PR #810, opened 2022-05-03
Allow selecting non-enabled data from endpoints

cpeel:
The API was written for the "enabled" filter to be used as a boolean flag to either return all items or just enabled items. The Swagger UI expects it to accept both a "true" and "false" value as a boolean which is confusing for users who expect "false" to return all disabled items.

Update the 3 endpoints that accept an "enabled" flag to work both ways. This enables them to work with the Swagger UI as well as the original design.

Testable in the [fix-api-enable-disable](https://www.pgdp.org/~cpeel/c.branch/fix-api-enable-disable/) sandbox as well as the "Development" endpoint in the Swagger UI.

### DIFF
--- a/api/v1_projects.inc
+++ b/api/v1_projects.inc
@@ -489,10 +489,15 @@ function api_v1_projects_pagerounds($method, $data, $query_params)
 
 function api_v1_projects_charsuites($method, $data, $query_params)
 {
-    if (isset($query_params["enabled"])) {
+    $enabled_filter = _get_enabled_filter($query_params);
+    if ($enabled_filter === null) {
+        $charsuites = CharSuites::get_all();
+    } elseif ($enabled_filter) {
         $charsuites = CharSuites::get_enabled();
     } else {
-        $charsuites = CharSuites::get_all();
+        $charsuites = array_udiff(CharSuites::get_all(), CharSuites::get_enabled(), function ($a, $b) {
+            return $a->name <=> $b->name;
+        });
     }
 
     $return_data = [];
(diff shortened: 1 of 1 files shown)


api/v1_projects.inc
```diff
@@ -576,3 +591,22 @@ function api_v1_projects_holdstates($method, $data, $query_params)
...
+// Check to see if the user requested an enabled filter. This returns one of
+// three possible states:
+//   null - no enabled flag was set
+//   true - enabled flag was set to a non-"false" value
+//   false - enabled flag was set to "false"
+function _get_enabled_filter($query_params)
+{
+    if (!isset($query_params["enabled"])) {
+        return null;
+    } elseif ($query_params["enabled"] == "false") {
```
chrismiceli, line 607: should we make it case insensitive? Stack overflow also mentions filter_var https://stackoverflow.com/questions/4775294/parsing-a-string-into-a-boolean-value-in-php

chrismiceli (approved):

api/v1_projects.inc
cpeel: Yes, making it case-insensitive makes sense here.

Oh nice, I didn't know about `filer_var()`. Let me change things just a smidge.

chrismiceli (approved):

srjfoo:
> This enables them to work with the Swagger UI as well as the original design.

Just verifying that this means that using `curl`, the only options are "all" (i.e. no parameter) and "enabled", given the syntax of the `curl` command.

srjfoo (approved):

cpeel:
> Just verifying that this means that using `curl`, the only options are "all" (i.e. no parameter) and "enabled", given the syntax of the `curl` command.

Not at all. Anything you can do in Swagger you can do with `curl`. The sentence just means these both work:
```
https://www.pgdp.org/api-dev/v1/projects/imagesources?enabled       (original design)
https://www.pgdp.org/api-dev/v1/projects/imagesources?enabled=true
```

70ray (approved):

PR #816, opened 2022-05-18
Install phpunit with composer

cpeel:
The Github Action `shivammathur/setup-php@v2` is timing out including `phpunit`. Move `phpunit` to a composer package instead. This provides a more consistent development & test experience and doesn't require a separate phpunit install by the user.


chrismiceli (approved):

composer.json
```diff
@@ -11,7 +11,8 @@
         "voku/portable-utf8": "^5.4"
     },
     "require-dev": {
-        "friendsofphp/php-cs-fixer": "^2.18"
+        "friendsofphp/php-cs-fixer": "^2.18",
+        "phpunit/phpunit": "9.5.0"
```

==========

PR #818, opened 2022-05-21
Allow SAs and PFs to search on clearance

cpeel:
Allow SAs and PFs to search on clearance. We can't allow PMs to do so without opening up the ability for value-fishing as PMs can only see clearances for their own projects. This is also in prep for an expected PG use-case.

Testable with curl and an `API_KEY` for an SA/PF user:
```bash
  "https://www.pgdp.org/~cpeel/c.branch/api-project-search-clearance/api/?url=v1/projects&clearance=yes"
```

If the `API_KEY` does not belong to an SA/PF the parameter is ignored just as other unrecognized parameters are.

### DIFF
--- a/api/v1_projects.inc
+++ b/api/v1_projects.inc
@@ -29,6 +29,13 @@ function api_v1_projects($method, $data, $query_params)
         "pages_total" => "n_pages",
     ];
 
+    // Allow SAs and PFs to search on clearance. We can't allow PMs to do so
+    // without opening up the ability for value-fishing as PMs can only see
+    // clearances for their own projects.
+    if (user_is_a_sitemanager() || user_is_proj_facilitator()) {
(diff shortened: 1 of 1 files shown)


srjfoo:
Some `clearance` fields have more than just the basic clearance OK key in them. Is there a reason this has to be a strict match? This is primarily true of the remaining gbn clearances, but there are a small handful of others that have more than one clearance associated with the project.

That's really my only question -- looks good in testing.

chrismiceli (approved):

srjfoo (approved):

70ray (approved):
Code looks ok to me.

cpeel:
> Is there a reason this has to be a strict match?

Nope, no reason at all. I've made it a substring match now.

==========

_Problem requirements_.
Your answer should be a single number: the count of lines in these records that hold the string "also".

_Exercise answer_.
2